With Fischer v. U.S. Decided In Favor Of January 6 Defendants, What Impact Will It Have on U.S. v. Trump in the District of Columbia Federal Court?
While SCO Smith may ultimately manage to hold on to the charge, there is a good chance some of his most valuable evidence may no longer be relevant.
With regard to the events of January 6 and the efforts of the Biden DOJ to define a segment of the GOP as “domestic terrorists, the news Friday of the Supreme Court’s decision in United States v. Fischer — cutting the legs out from under DOJ’s use of an “obstruction of justice” statute to proseçute January 6 protesters — has generated some discussion online and on-air about what the Fischer decision might mean for the indictment obtained by Special Counsel Jack Smith against former President Trump.
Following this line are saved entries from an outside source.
Issue #399, opened 2019-01-04
Unit tests for NCF implementation


yueguoguo:
### *What* is affected by this bug?
Unit tests for NCF core algorithm implementation are missing.

yueguoguo:
Fixed in #417

PR #417, opened 2019-01-13
Unit tests for NCF implementation algorithm  test

AaronHeee:
### Description
Add unit tests for NCF model

### Releated Issues
#399 

### Checklist:

- [x] I have added tests.

### DIFF
--- a/notebooks/02_model/ncf_deep_dive.ipynb
+++ b/notebooks/02_model/ncf_deep_dive.ipynb
@@ -18,7 +18,7 @@
   },
   {
    "cell_type": "code",
-   "execution_count": 1,
+   "execution_count": 10,
    "metadata": {},
    "outputs": [
     {
@@ -37,6 +37,7 @@
     "sys.path.append(\"../../\")\n",
     "import time\n",
     "import os\n",
+    "import shutil\n",
     "import pandas as pd\n",
     "import numpy as np\n",
     "import tensorflow as tf\n",
@@ -54,7 +55,7 @@
   },
   {
    "cell_type": "code",
-   "execution_count": 2,
+   "execution_count": 11,
    "metadata": {},
    "outputs": [],
    "source": [
@@ -172,7 +173,7 @@
   },
   {
    "cell_type": "code",
-   "execution_count": 4,
+   "execution_count": 12,
    "metadata": {},
    "outputs": [
     {
@@ -251,7 +252,7 @@
        "4     166     346     1.0  886397596"
       ]
      },
-     "execution_count": 4,
+     "execution_count": 12,
      "metadata": {},
      "output_type": "execute_result"
     }
@@ -267,7 +268,7 @@
   },
   {
    "cell_type": "code",
-   "execution_count": 5,
+   "execution_count": 13,
    "metadata": {},
    "outputs": [],
    "source": [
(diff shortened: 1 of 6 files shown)


tests/unit/test_ncf_singlenode.py
```diff
@@ -0,0 +1,163 @@
...
+from reco_utils.common.constants import (
+    DEFAULT_USER_COL,
+    DEFAULT_ITEM_COL,
+    DEFAULT_RATING_COL,
+    DEFAULT_TIMESTAMP_COL,
+)
+
+from tests.ncf_common import python_dataset_ncf, test_specs_ncf
+
+@pytest.mark.parametrize(
```
miguelgfierro: I think here we are missing the gpu test mark: `@pytest.mark.gpu` see this example: https://github.com/Microsoft/Recommenders/blob/staging/tests/unit/test_template_gpu.py. It will be the same in every test that has NCF

notebooks/02_model/ncf_deep_dive.ipynb
```diff
@@ -18,7 +18,7 @@
   },
```
miguelgfierro: Apart from testing the python files, we are also testing the notebooks, here you have an example: https://github.com/Microsoft/Recommenders/blob/staging/tests/unit/test_notebooks_python.py. It uses papermill to run the notebook. You could add the test in the file `https://github.com/Microsoft/Recommenders/blob/staging/tests/unit/test_notebooks_gpu.py`.

Apart from the unit tests for notebooks, we have smoke and integration tests that run every night. Here you have an example of smoke test in surprise https://github.com/Microsoft/Recommenders/blob/staging/tests/smoke/test_surprise_svd.py and integration tests: https://github.com/Microsoft/Recommenders/blob/staging/tests/integration/test_surprise_svd.py. As you can see, this tests run the notebook and make sure that the code retrieves reasonable metrics, the difference between smoke and integration is just the size of the database we use. Here you can find more details about the difference between tests: https://miguelgfierro.com/blog/2018/a-beginners-guide-to-python-testing/

miguelgfierro:
hey @AaronHeee, apart from the comments, I realized that when you are committing, github is not recognizing your user. So basically, your code contributions are not assigned to you. I think it is important that your hard work is reflected on the repo, so any external people that get the repo, can attribute NCF to you. 
The email that you are using for committing is aaronhe@Aaron-He.local, could you try to add it to your configuration? Alternatively, if you type in your command line `git config user.email aaronheee@users.noreply.github.com`, github automatically detects your user and assign it to your commits. 
Let me know if you need help

AaronHeee:
@miguelgfierro Thanks for your comment and help! I have corrected my username for git now. I'm wondering if I should push the branch again to make this work assigned to me correctly? Or are there any other solutions? Thanks.

yueguoguo:
@AaronHeee not necessary. The concern was that the commits should be from you with the proper profile and name 😄

miguelgfierro:
@AaronHeee not sure if the old commit that you have done have the correct name, do you mind to try to do any change in the code to check that now the assignment is correct

tests/unit/test_ncf_singlenode.py
AaronHeee: Thanks, fix it!

notebooks/02_model/ncf_deep_dive.ipynb
yueguoguo: @miguelgfierro talked with @AaronHeee that we will develop a quick-start notebook and then add smoke/integration tests - similar to what we did with als, surprise-svd, etc. My suggestion is this can go to another PR. What do you think?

I’ve read much and listened to some of the various pundits and journalists — from both sides of the political spectrum — and most of it comes in the form of two-dimensional thinking.
Practitioners like myself don’t look at this from the “30,000 foot” level — you have to get down to the details of what is happening the case, how the ground has shifted, and what might ACTUALLY happen as a result. Very few times are there outright “disasters” in this kind of situation for DOJ. SC Smith and his group of assistants have been studying for months how they will respond to an adverse decision in Fischer, and how the might be forced to respond to an adverse decision on the issue of Presidential Immunity that should come down from SCOTUS tomorrow morning.
When a trial litigator evaluates the landscape since Friday, the language of the statute at issue — 18 U.S.C. Sec. 1512(c)(2) — is less an issue than the language in the indictment that charges Trump with a violation of that statute. Here is why:
“On remand, the D. C. Circuit may assess the sufficiency of Count Three of Fischer’s indictment in light of our interpretation of Section 1512(c)(2).
That is Chief Justice Roberts’ final sentence in the Opinion of the Court in the Fischer decision. It does NOT say Sec. 1512(c)(2) cannot be employed as charge in connection with the events of January 6. It says the Appeals Court must take another look at how DOJ charged Mr. Fischer in light of the narrower definition of the statute that the Court has adopted as correct. So the text of the statute is less significant than the text of the indictment. Even if found to be insufficient, the door is open to SC Smith making an effort to alter the language of the indictment to pass the test laid down by SCOTUS.
This is what practitioners do — what is my client charged with?